Gregory Worrell, MD, PhD is the William L. McKnight 3M Professor of Neuroscience at Mayo Clinic. His research is focused on the application of neurophysiology, engineering, and devices for epilepsy and is closely aligned with his clinical epilepsy practice. His team is developing next-generation devices designed to integrate brain sensing, electrical stimulation, and distributed computing for seizure forecasting and adaptive therapy to prevent seizures and epilepsy related co-morbidities.

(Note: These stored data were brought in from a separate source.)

PR #5007, opened 2024-06-26
Ees 5113 investigate partial json updates

duncan-at-hiveit:
# Overview

This PR:
- remodels the JSON structure of the DataSetVersionMapping JSON columns to allow for easier updates using JSONB paths and PostgreSQL commands.

This effectively replaces Lists with Dictionaries in the situations where we would originally be using one of the fields within an array element as its key to determine which piece of JSON to update.  Now, instead of looping through an array to find an element with an appropriate key, we instead use this same key as the *Key* for a Dictionary entry and the rest of the element's values as the *Value* for that same Dictionary entry.

An example of this change can be seen on the investigation ticket https://dfedigital.atlassian.net/browse/EES-5113, where we use the GeographicLevel as a Key to a Dictionary that contains Location Mappings for different GeographicLevels, and then uses the Key of the source LocationOption as the Key to a Dictionary that contains mappings from source LocationOptions to their respective candidate LocationOptions.

# Additional changes

## Simpler DbContext configuration

Because we're now no longer looking to leverage Entity Framework to do the JSON fragment updates (because this requires the full JSON graph to be deserialised before we can update tiny parts of it, which would not be performant), we no longer need to tell EF the ownership structure of the JSON elements.  Thus they can simply be registered as JSONB column fields.

## Convenience constructors

Because now we've removed the "Key" field from `MappableElement`, this leaves only the "Label" field remaining.  I've therefore changed this to a single-arg constructor for brevity.

## Extracted repeated code around generating keys for mappable elements

There were various places where we repeat the process of generating keys for LocationOptions, FilterOptions and Filters.  Rather than repeat in multiple places, I've extracted them into reusable compents.


src/GovUk.Education.ExploreEducationStatistics.Public.Data.Model/DataSetVersionMapping.cs
```diff
@@ -38,52 +38,27 @@ public void Configure(EntityTypeBuilder<DataSetVersionMapping> builder)
...
+                    v => JsonSerializer.Serialize(v, new JsonSerializerOptions(JsonSerializerDefaults.General)),
+                    v => JsonSerializer.Deserialize<LocationMappingPlan>(v,
+                        new JsonSerializerOptions(JsonSerializerDefaults.General))!);
+
+            builder.Property(p => p.FilterMappingPlan)
+                .HasColumnType("jsonb")
+                .HasConversion(
+                    v => JsonSerializer.Serialize(v, new JsonSerializerOptions(JsonSerializerDefaults.General)),
+                    v => JsonSerializer.Deserialize<FilterMappingPlan>(v,
+                        new JsonSerializerOptions(JsonSerializerDefaults.General))!);
```
jack-hive, line 61: Just wondering if we need to bother with the `new JsonSerializerOptions(JsonSerializerDefaults.General)` bits. Would it work if we removed the optional options parameter in each of the `JsonSerializer.Serialize(...)` and `JsonSerializer.Deserialize(...)` lines?

src/GovUk.Education.ExploreEducationStatistics.Public.Data.Processor/Services/DataSetVersionMappingService.cs
```diff
@@ -186,44 +208,38 @@ private static void AutoMapFilters(FilterMappingPlan filtersPlan)
...
+                        Candidates = candidatesForLevel
+                            .ToDictionary(
+                                keySelector: LocationOptionKeyGenerator,
+                                elementSelector: CreateLocationOptionFromMetaRow)
+                    };
+                });
+
+        var sourceLevels = sourceMappingsByLevel
+            .Select(level => level.Key)
+            .Distinct();
```
jack-hive, line 242: Think you can just do `var sourceLevels = sourceMappingsByLevel.Keys` here :)

src/GovUk.Education.ExploreEducationStatistics.Public.Data.Processor.Tests/Functions/ProcessNextDataSetVersionFunctionTests.cs
```diff
@@ -225,72 +228,80 @@ public async Task Success_Mappings()
...
+                                        Code = option.ToRow().Code,
+                                        OldCode = option.ToRow().OldCode,
+                                        Urn = option.ToRow().Urn,
+                                        LaEstab = option.ToRow().LaEstab,
+                                        Ukprn = option.ToRow().Ukprn
+                                    }
+                                })
+                    });
 
             // There should be 5 levels of mappings when combining all the source and target levels.
```
jack-hive, line 281: think this will be 6 now won't it?

jack-hive (changes requested):

src/GovUk.Education.ExploreEducationStatistics.Public.Data.Processor.Tests/Functions/ProcessNextDataSetVersionFunctionTests.cs
duncan-at-hiveit: It's still 5 because of the shared levels between the 2 data set versions.

src/GovUk.Education.ExploreEducationStatistics.Public.Data.Processor/Services/DataSetVersionMappingService.cs
duncan-at-hiveit: Ahh yeah, right you are again.  Changed ta

src/GovUk.Education.ExploreEducationStatistics.Public.Data.Model/DataSetVersionMapping.cs
duncan-at-hiveit: Done, and it's working fine

src/GovUk.Education.ExploreEducationStatistics.Public.Data.Processor.Tests/Functions/ProcessNextDataSetVersionFunctionTests.cs
jack-hive: Ah yes! sorry, I didn't realise `School` was in the new data set

jack-hive (approved):

PR #5013, opened 2024-06-28
EES-4823: Pre-empt content urls that will redirect

sambiramairelogic:
Google has crawled over 200 links on our site which hit redirects, and is marking us down for this (in Michael's [spreadsheet](https://docs.google.com/spreadsheets/d/1Hqha2UHV-0L0dqOFFIo-UJRsLUgzFK3Lhz9Uq57k_6U/edit?gid=1190542568#gid=1190542568))

A sizable chunk of these are renamed publications/methodologies as per `<contentApi>/redirects`, and a few others also hit redirect rules introduced to `server.js` (i.e., ending in a trailing slash or having a hostname starting with www). 

This PR applies all our redirect rules to hrefs before they are rendered by `ContentHtml` to pre-empt these redirects. This unfortunately means making an API call to the content API each time we render a link, which is hardly ideal. I've left a TODO comment in the files below to prompt a discussion on this - there's a few ways we could go.


src/explore-education-statistics-common/src/services/redirectService.ts
```diff
@@ -10,11 +12,14 @@ interface Redirect {
...
 
-const contentApiUrl = process.env.CONTENT_API_BASE_URL;
+export const redirectPathStarts = {
+  methodologies: '/methodology',
+  publications: '/find-statistics',
+};
 
 const redirectService = {
   async list(): Promise<Redirects> {
-    return (await fetch(`${contentApiUrl}/redirects`)).json();
```
sambiramairelogic, line 17: Eurgh, so apparently this causes build errors in the frontend. We could re-implement the frontend version of this service and have two, but that's messy. Problem as things stand I need to make this call available from `ContentHtml` which is in common. 

@ntsim  I'm gonna hold off solving this pending your thoughts on my big TODO: comment in `AnchorHtml`, as I suspect there might be a few changes 
image

src/explore-education-statistics-common/src/components/AnchorHtml.tsx
```diff
@@ -0,0 +1,40 @@
+import { OmitStrict } from '@common/types';
+import applyRedirectRules from '@common/utils/url/applyRedirectRules';
+import React, { AnchorHTMLAttributes, useEffect, useState } from 'react';
+
+interface AnchorHtmlProps
+  extends OmitStrict<AnchorHTMLAttributes<HTMLAnchorElement>, 'href'> {
+  href: string;
+}
+
+export default function AnchorHtml({
```
ntsim, line 10: Would just call this `Link`, or `ContentLink` if you want to avoid confusion with the other `Link` components.

src/explore-education-statistics-common/src/components/ContentHtml.tsx
```diff
@@ -87,11 +88,11 @@ export default function ContentHtml({
         return !node.attribs.href.includes(
           'explore-education-statistics.service.gov.uk',
         ) && typeof node.attribs['data-featured-table'] === 'undefined' ? (
-          <a href={url} target="_blank" rel="noopener noreferrer">
+          <AnchorHtml href={url} target="_blank" rel="noopener noreferrer">
```
ntsim, line 91: Do we need redirects for external links? We don't have redirects for external URLs, so this doesn't seem necessary

src/explore-education-statistics-common/src/utils/url/applyRedirectRules.ts
```diff
@@ -0,0 +1,93 @@
...
+
+const prodPublicUrl = 'https://explore-education-statistics.service.gov.uk/';
+
+export default async function applyRedirectRules(url: string): Promise<string> {
+  let newUrl: string = url;
+
+  newUrl = await noTrailingSlashUnlessOnlyHost(newUrl);
+  newUrl = await pathMustNotEndInSlash1000(newUrl);
+  newUrl = await publicSiteHostMustNotStartWithWww(newUrl);
+  newUrl = await mustNotTriggerAContentApiRedirect(newUrl);
```
ntsim, line 14: IMO, this approach is potentially over-complicating things by trying to be functional. 

I'm not really sure it's worth the effort as we don't typically write code like this, and it's less performant as it has to parse into a `URL` object multiple times and is using regexes over the entire URL in multiple places.

Would suggest that we just construct the `URL` object once and potentially just simplifying this back to some `if` statements (with comments) which modify the `url` i.e.

```ts
const newUrl = new URL(url);

// Do a check
if (blah) {
  newUrl.pathname = ...;
}

// Do another check
if (blah) {
  newUrl.hostname = ...;
}

// Using functions is still fine for more
// contained pieces of logic.
await callAFunction(newUrl);

return newUrl.toString();
```

src/explore-education-statistics-common/src/utils/url/applyRedirectRules.ts
```diff
@@ -0,0 +1,93 @@
...
+  RedirectType,
+  redirectPathStarts,
+} from '@common/services/redirectService';
+
+const prodPublicUrl = 'https://explore-education-statistics.service.gov.uk/';
+
+export default async function applyRedirectRules(url: string): Promise<string> {
+  let newUrl: string = url;
+
+  newUrl = await noTrailingSlashUnlessOnlyHost(newUrl);
```
ntsim, line 11: If we don't modify as suggested in comment below, then we should remove any unnecessary `awaits`. This is only necessary on the function that calls `redirectService.list`.

src/explore-education-statistics-common/src/utils/url/applyRedirectRules.ts
```diff
@@ -0,0 +1,93 @@
+import redirectService, {
+  RedirectType,
+  redirectPathStarts,
+} from '@common/services/redirectService';
+
+const prodPublicUrl = 'https://explore-education-statistics.service.gov.uk/';
```
ntsim, line 6: Is it the right approach to use this as the base? If we're on non-prod environments, won't this potentially result in incorrect links in those environments?

I mentioned this in your other PR, but we should probably set the host's URL using `setHostUrl` / `getHostUrl` functions and use this instead?

src/explore-education-statistics-common/src/utils/url/applyRedirectRules.ts
```diff
@@ -0,0 +1,93 @@
...
+            .join('/');
+        }
+      }
+      return acc;
+    }, '');
+
+    if (redirectPath) {
+      return new URL(`${redirectPath}${parsedUrl.search}`, prodPublicUrl).href;
+    }
+  }
```
ntsim, line 90: Don't need the `reduce` and we're splitting out the path segments too many times.

This can be simplified to:

```ts
const redirectPathStart = Object.entries(redirectPathStarts).find(
  ([_, path]) => parsedPath.startsWith(path),
);
const pathSegments = parsedPath.split('/');

if (redirectPathStart && pathSegments.length > 1) {
  const [key] = redirectPathStart;
  const redirectType = key as RedirectType;

  const rewriteRule = redirectsFromContentApi[redirectType].find(
    ({ fromSlug }) => pathSegments[2].toLowerCase() === fromSlug,
  );

  if (rewriteRule) {
    const path = pathSegments
      .map(segment =>
        segment.toLowerCase() === rewriteRule?.fromSlug
          ? rewriteRule?.toSlug
          : segment.toLowerCase(),
      )
      .join('/');

    return new URL(`${path}${parsedUrl.search}`, prodPublicUrl).href;
  }
}
```

ntsim (changes requested):

benoutram:
Closing this PR as Nick has suggested an alternative approach in the discussion comments. Although Sam has had a good go at implementing it, it has been left as a WIP in the most recent commits on this branch and this PR is now stale. I have documented the history of this in EES-6337 for whoever picks this up again so they can look at this PR and see Nick's alternative approach.

PR #5023, opened 2024-07-02
EES-5112 - endpoint for autosaving location mappings

duncan-at-hiveit:
This PR:
* Adds an endpoint to allow updates to be made by the user of the Location-to-Location mappings in the DataSetVersionMapping table.

The new endpoint will be used by the autosave functionality that is planned for the Location (and Filter) mapping pages when adding a new data set version.  We plan to use a debounced autosave endpoint and therefore are expecting to batch up multiple autosave requests.  The `BatchLocationMappingUpdatesRequest` therefore is expecting a list of update requests at a time and will action all of them.

If any of the update requests should fail for whatever reason, the whole batch of autosave updates will also fail (as in the transaction will roll them all back together).


src/GovUk.Education.ExploreEducationStatistics.Admin/Services/Public.Data/DataSetVersionMappingService.cs
```diff
@@ -0,0 +1,136 @@
...
+    private async Task<Either<ErrorViewModel, LocationMappingUpdateResponse>> UpdateLocationOptionMapping(
+        Guid nextDataSetVersionId,
+        LocationMappingUpdateRequest updateRequest,
+        int index,
+        CancellationToken cancellationToken = default)
+    {
+        var updateJsonRequest = new JsonbPathRequest<Guid>
+        {
+            TableName = nameof(PublicDataDbContext.DataSetVersionMappings),
+            IdColumnName = "TargetDataSetVersionId",
```
jack-hive, line 86: could this be `IdColumnName = nameof(DataSetVersionMapping.TargetDataSetVersionId)`

src/GovUk.Education.ExploreEducationStatistics.Common/Services/PostgreSqlRepository.cs
```diff
@@ -0,0 +1,99 @@
...
+        where TResponse : class
+    {
+        var jsonPathParam = new NpgsqlParameter("jsonPath", request.PathSegments);
+        var rowIdParam = new NpgsqlParameter("rowId", request.RowId);
+
+        var response = await context
+            .Set<JsonFragment>()
+            .FromSqlRaw(
+                sql: $"""
+                      SELECT "{request.JsonbColumnName}"#>@jsonPath "JsonString" FROM "{request.TableName}"
```
jack-hive, line 31: Would it be worth doing `"{nameof(JsonFragment.JsonString)}"` in place of `"JsonString"`?

src/GovUk.Education.ExploreEducationStatistics.Common/Services/PostgreSqlRepository.cs
```diff
@@ -0,0 +1,99 @@
...
+                      WHERE "{request.IdColumnName}" = @rowId
+                      """,
+                parameters: [jsonPathParam, rowIdParam])
+            .SingleOrDefaultAsync(cancellationToken);
+
+        return response is not null
+               && response.JsonString is not null
```
jack-hive, line 38: could simplify this to 

```csharp
        return response?.JsonString is not null
            ? JsonSerializer.Deserialize<TResponse>(response.JsonString)
            : null;
```

src/GovUk.Education.ExploreEducationStatistics.Common/Services/PostgreSqlRepository.cs
```diff
@@ -0,0 +1,99 @@
...
+            cancellationToken);
+
+        var jsonUpdateResult = updateValueFn.Invoke(json);
+
+        if (jsonUpdateResult.IsLeft)
+        {
+            return jsonUpdateResult;
+        }
+
+        return await SetJsonbAtPath(context, request, jsonUpdateResult.Right, cancellationToken);
```
jack-hive, line 97: I think you could simplify this to:

```csharp
        return updateValueFn.Invoke(json)
            .OnSuccess(async jsonUpdateResult => await SetJsonbAtPath(context, request, jsonUpdateResult.Right, cancellationToken));
```

src/GovUk.Education.ExploreEducationStatistics.Common/Services/PostgreSqlRepository.cs
```diff
@@ -0,0 +1,99 @@
...
+using Microsoft.EntityFrameworkCore;
+using Npgsql;
+using NpgsqlTypes;
+using JsonSerializer = System.Text.Json.JsonSerializer;
+
+namespace GovUk.Education.ExploreEducationStatistics.Common.Services;
+
+public class PostgreSqlRepository : IPostgreSqlRepository
+{
+    public async Task<TResponse?> GetJsonbFromPath<TDbContext, TRowId, TResponse>(
```
jack-hive, line 17: this could potentially be `private` for now. But I can definitely see a case where you would use it. Happy for you to leave it as either. Just wanted to point it out :)

src/GovUk.Education.ExploreEducationStatistics.Common/Services/PostgreSqlRepository.cs
```diff
@@ -0,0 +1,99 @@
...
+            .SingleOrDefaultAsync(cancellationToken);
+
+        return response is not null
+               && response.JsonString is not null
+            ? JsonSerializer.Deserialize<TResponse>(response.JsonString)
+            : null;
+    }
+
+#pragma warning disable EF1002
+    public async Task<TValue?> SetJsonbAtPath<TDbContext, TValue, TRowId>(
```
jack-hive, line 44: this could potentially be `private` for now. But I can definitely see a case where you would use it. Happy for you to leave it as either. Just wanted to point it out :)

src/GovUk.Education.ExploreEducationStatistics.Admin/ViewModels/Public.Data/BatchMappingUpdateViewModels.cs
```diff
@@ -0,0 +1,80 @@
...
+        {
+            RuleForEach(request => request.Updates)
+                .SetValidator(new LocationMappingUpdateRequest.Validator());
+        }
+    }
+}
+
+public record LocationMappingUpdateRequest
+{
+    public GeographicLevel? Level { get; init; }
```
jack-hive, line 26: should this be non-nullable?

src/GovUk.Education.ExploreEducationStatistics.Admin/ViewModels/Public.Data/BatchMappingUpdateViewModels.cs
```diff
@@ -0,0 +1,80 @@
...
+
+    public string? SourceKey { get; init; } = null;
```
jack-hive, line 28: should this be non-nullable?

src/GovUk.Education.ExploreEducationStatistics.Admin/ViewModels/Public.Data/BatchMappingUpdateViewModels.cs
```diff
@@ -0,0 +1,80 @@
...
+
+    public string? CandidateKey { get; init; }
+
+    public MappingType? Type { get; init; }
```
jack-hive, line 32: should this be non-nullable?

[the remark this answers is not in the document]
jack-hive: Would `None` never be valid here? Wonder if we should add that to the validator below. I think it should only be in `AutoNone`, `AutoMapped`, `ManualNone` or `ManualMapped` when it is coming through to this endpoint right?

src/GovUk.Education.ExploreEducationStatistics.Admin.Tests/Controllers/Api/Public.Data/DataSetVersionMappingControllerTests.cs
jack-hive, line 1: if we do end up moving the trigger into the `DataSetVersionsController` then this would need moving too

src/GovUk.Education.ExploreEducationStatistics.Admin.Tests/Controllers/Api/Public.Data/DataSetVersionMappingControllerTests.cs
```diff
@@ -0,0 +1,530 @@
...
+            client ??= BuildApp().CreateClient();
+
+            var uri = new Uri($"{BaseUrl}/{nextDataSetVersionId}/mapping/locations", UriKind.Relative);
+
+            return await client.PatchAsync(uri,
+                new JsonNetContent(new BatchLocationMappingUpdatesRequest { Updates = updates }));
+        }
+    }
+
+    // permission tests (and do we have these for other controller integration tests too)?
```
jack-hive, line 524: is this comment meant to be here?

src/GovUk.Education.ExploreEducationStatistics.Common.Tests/Fixtures/TestApplicationFactory.cs
```diff
@@ -52,6 +52,11 @@ protected override IHostBuilder CreateHostBuilder()
                     builder
                         .AddFilter<ConsoleLoggerProvider>("Default", LogLevel.Warning)
                         .AddFilter<ConsoleLoggerProvider>("Microsoft", LogLevel.Warning);
+
+                    // Uncomment to add SQL logging to the debug console.
+                    // .AddFilter<ConsoleLoggerProvider>((category, level) =>
+                    //     category == DbLoggerCategory.Database.Command.Name
+                    //     && level == LogLevel.Information);
```
jack-hive, line 59: are we leaving this here on purpose?

jack-hive (changes requested):

src/GovUk.Education.ExploreEducationStatistics.Admin/Controllers/Api/Public.Data/DataSetVersionMappingController.cs
```diff
@@ -0,0 +1,33 @@
...
+        [FromRoute] Guid nextDataSetVersionId,
+        [FromBody] BatchLocationMappingUpdatesRequest request,
+        CancellationToken cancellationToken)
+    {
+        return await mappingService
+            .ApplyBatchMappingUpdates(
+                nextDataSetVersionId: nextDataSetVersionId,
+                request: request,
+                cancellationToken: cancellationToken)
+            .HandleFailuresOrOk();
```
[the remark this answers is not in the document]
duncan-at-hiveit: As per previous comment, I have updated the base path for the controller

src/GovUk.Education.ExploreEducationStatistics.Admin/Controllers/Api/Public.Data/DataSetVersionMappingController.cs
```diff
@@ -0,0 +1,34 @@
...
+    }
```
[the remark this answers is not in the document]
duncan-at-hiveit: I have gone ahead and updated the base path of the Controller itself to include the mapping path.

src/GovUk.Education.ExploreEducationStatistics.Admin/ViewModels/Public.Data/BatchMappingUpdateViewModels.cs
```diff
@@ -0,0 +1,80 @@
...
+                .NotNull()
+                .NotEmpty()
+                .When(request => request.Type is not null && MappedTypes.Contains(request.Type.Value));
+
+            RuleFor(request => request.CandidateKey)
+                .Null()
+                .When(request => request.Type is not null && !MappedTypes.Contains(request.Type.Value));
+        }
+    }
+}
```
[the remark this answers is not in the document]
duncan-at-hiveit: Absolutely!  I have moved the requests into there but kept the responses in the ViewModels namespace (folder).

src/GovUk.Education.ExploreEducationStatistics.Admin/ViewModels/Public.Data/BatchMappingUpdateViewModels.cs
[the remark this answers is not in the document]
duncan-at-hiveit: > when this is `AutoMapped` or `AutoNone`, is it just the user confirming that the automapping was correct?

I flipped and flopped over this one.  Initially it would only be `Manual*` that we'd expect as the user worked through the form, but I envisaged the possibility of a user "undoing" a manual decision they'd made, and returning it back to "Auto*".

Tbh since the UI designs don't currently allow for this, I'll just accept manual mappings for now, and it's not hard to change things down the line if we need to.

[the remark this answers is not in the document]
duncan-at-hiveit: > Would `None` never be valid here? Wonder if we should add that to the validator below. I think it should only be in `AutoNone`, `AutoMapped`, `ManualNone` or `ManualMapped` when it is coming through to this endpoint right?

As per my previous reply, I'm changing this to only accept "Manual*" for now.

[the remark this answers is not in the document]
duncan-at-hiveit: Done, and added some more useful error messages as well to help out the front end a bit more.

src/GovUk.Education.ExploreEducationStatistics.Admin/Services/Public.Data/DataSetVersionMappingService.cs
duncan-at-hiveit: Good suggestion - done

src/GovUk.Education.ExploreEducationStatistics.Admin/Services/Public.Data/DataSetVersionMappingService.cs
```diff
@@ -0,0 +1,136 @@
...
+    }
+
+    private async Task<Either<ActionResult, DataSetVersionMapping>> CheckMappingExists(
+        Guid nextDataSetVersionId,
+        CancellationToken cancellationToken)
+    {
+        return await publicDataDbContext
+            .DataSetVersionMappings
+            .AsNoTracking()
+            .FirstOrNotFoundAsync(
```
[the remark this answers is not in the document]
duncan-at-hiveit: I've changed

src/GovUk.Education.ExploreEducationStatistics.Common/Services/PostgreSqlRepository.cs
duncan-at-hiveit: Yes nice one, changed!

src/GovUk.Education.ExploreEducationStatistics.Common/Services/PostgreSqlRepository.cs
duncan-at-hiveit: Yup absolutely, good suggestion ta

src/GovUk.Education.ExploreEducationStatistics.Common/Services/PostgreSqlRepository.cs
duncan-at-hiveit: I can if I cheat a bit and have `updateValueFn` return a `Task<Either>` rather than a straight `Either` :grin: 

And I'm actually happy to make this change despite the fact that we're not currently needing Task support in our current use case, because this makes it more flexible for the future.

So I've updated the method signature and added this simplfication too, thanks!

src/GovUk.Education.ExploreEducationStatistics.Common/Services/PostgreSqlRepository.cs
duncan-at-hiveit: Yup going to leave it public for when I implement your suggested validation for checking that the candidate keys are valid candidates!

src/GovUk.Education.ExploreEducationStatistics.Common/Services/PostgreSqlRepository.cs
duncan-at-hiveit: Yup thanks - gonna leave it public for the very reason that it could be useful for the future, ta!

src/GovUk.Education.ExploreEducationStatistics.Admin/ViewModels/Public.Data/BatchMappingUpdateViewModels.cs
duncan-at-hiveit: I was forced to do this so that it is not auto-allocated the default value for this enum if the user doesn't include it in their request body.  By default it'll choose the first GeographicLevel value in the enum otherwise.

src/GovUk.Education.ExploreEducationStatistics.Admin/ViewModels/Public.Data/BatchMappingUpdateViewModels.cs
duncan-at-hiveit: I was forced to do this so that it is not auto-allocated the default value for this enum if the user doesn't include it in their request body.  By default it'll choose the first MappingType value in the enum otherwise.

src/GovUk.Education.ExploreEducationStatistics.Admin/ViewModels/Public.Data/BatchMappingUpdateViewModels.cs
duncan-at-hiveit: Because I was forced to change the enums to be nullable so that they don't get auto-set, I did the same with these.  But actually there's no technical reason why they need to be, so I've set them back to being non-nullable to avoid future confusion!

src/GovUk.Education.ExploreEducationStatistics.Admin.Tests/Controllers/Api/Public.Data/DataSetVersionMappingControllerTests.cs
duncan-at-hiveit: As per previous comment and change, I'm planning to keep this separate if that's OK

src/GovUk.Education.ExploreEducationStatistics.Admin.Tests/Controllers/Api/Public.Data/DataSetVersionMappingControllerTests.cs
duncan-at-hiveit: Nope!  I removed it in a subsequent PR, but I'll remove it here too :)

src/GovUk.Education.ExploreEducationStatistics.Common.Tests/Fixtures/TestApplicationFactory.cs
duncan-at-hiveit: I'd like to, as currently I'm finding it very useful to just be able to include this again when I need it.  I did try to control with configuration, but it was getting messy!

src/GovUk.Education.ExploreEducationStatistics.Admin/Controllers/Api/Public.Data/DataSetVersionMappingController.cs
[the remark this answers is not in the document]
jack-hive: Yeah that sounds like a good solution to me! :)

src/GovUk.Education.ExploreEducationStatistics.Admin/ViewModels/Public.Data/BatchMappingUpdateViewModels.cs
```diff
@@ -0,0 +1,80 @@
...
+
+    public string SourceKey { get; init; } = string.Empty;
+
+    public LocationOptionMapping Mapping { get; init; } = null!;
+}
+
+public record BatchLocationMappingUpdatesResponseViewModel
+{
+    public List<LocationMappingUpdateResponse> Updates { get; init; } = [];
+}
```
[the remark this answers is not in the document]
jack-hive: I think (correct me if I'm wrong!) your reasoning is:
- You'd put `LocationMappingUpdateResponse` above `BatchLocationMappingUpdatesResponseViewModel` because it feels like it should be defined first in order to then use it in `BatchLocationMappingUpdatesResponseViewModel`

Whereas, my reasoning would be:
- I'd put `BatchLocationMappingUpdatesResponseViewModel` above `LocationMappingUpdateResponse` because `BatchLocationMappingUpdatesResponseViewModel` is the main view model that is returned from the endpoint - so if you read it like a book from top to bottom it reads nicer (in my opinion)

src/GovUk.Education.ExploreEducationStatistics.Admin/ViewModels/Public.Data/BatchMappingUpdateViewModels.cs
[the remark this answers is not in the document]
jack-hive: Ah, to be honest you make a good point about the user changing their minds and changing it back! I'm a bit torn now.

But I must agree, at first I was expecting only `Manual*` to be accepted. So I'll approve as-is and we can always change it later if needs be :)

src/GovUk.Education.ExploreEducationStatistics.Common/Services/PostgreSqlRepository.cs
jack-hive: I thought we had an `.OnSuccess` extension for use with non-task `Eithers`? So I thought you might have been ok to leave the `updateValueFn` type as if was

src/GovUk.Education.ExploreEducationStatistics.Common/Services/PostgreSqlRepository.cs
jack-hive: sounds good!

src/GovUk.Education.ExploreEducationStatistics.Common/Services/PostgreSqlRepository.cs
jack-hive: sounds good!

src/GovUk.Education.ExploreEducationStatistics.Admin/ViewModels/Public.Data/BatchMappingUpdateViewModels.cs
jack-hive: ah, I see. That's a good point!

src/GovUk.Education.ExploreEducationStatistics.Admin/ViewModels/Public.Data/BatchMappingUpdateViewModels.cs
jack-hive: makes sense!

Sankar Alagapan is a research faculty member in the School of Electrical and Computer Engineering at the Georgia Institute of Technology, where he co-directs the Structured Information for Precision Neuroengineering Lab (SIPLab). He earned his Ph.D. in Biomedical Engineering from the University of Florida and completed postdoctoral training in Human Neuroscience at both UNC Chapel Hill and Georgia Tech.
His research focuses on advancing clinical neuroengineering by integrating brain stimulation and data science, with a particular emphasis on understanding brain dynamics in neurological and psychiatric disorders. His current projects include exploring neural dynamics and brain-body interactions during effort-based decision-making under physiologically demanding conditions, as well as improving the scalability of subcallosal cingulate deep brain stimulation (DBS) for treatment-resistant depression.
Rachel June Smith is an Assistant Professor in the Electrical and Computer Engineering Department at the University of Alabama at Birmingham. She received her B.S. in Biomedical Engineering from the University of Tennessee, Knoxville, in 2014 and her M.S. and Ph.D. from the University of California Irvine in Biomedical Engineering in 2019. Her work has focused on the treatment of focal epilepsy where she uses dynamical systems and control theory techniques to localize the onset of seizures in the epileptic brain and investigates how electrical stimulation may be used to improve therapeutic outcomes. Rachel has been recently funded by the American Epilepsy Society, the CURE Epilepsy Foundation, Oak Ridge Associated Universities, and the Brain & Behavior Research Foundation for her work.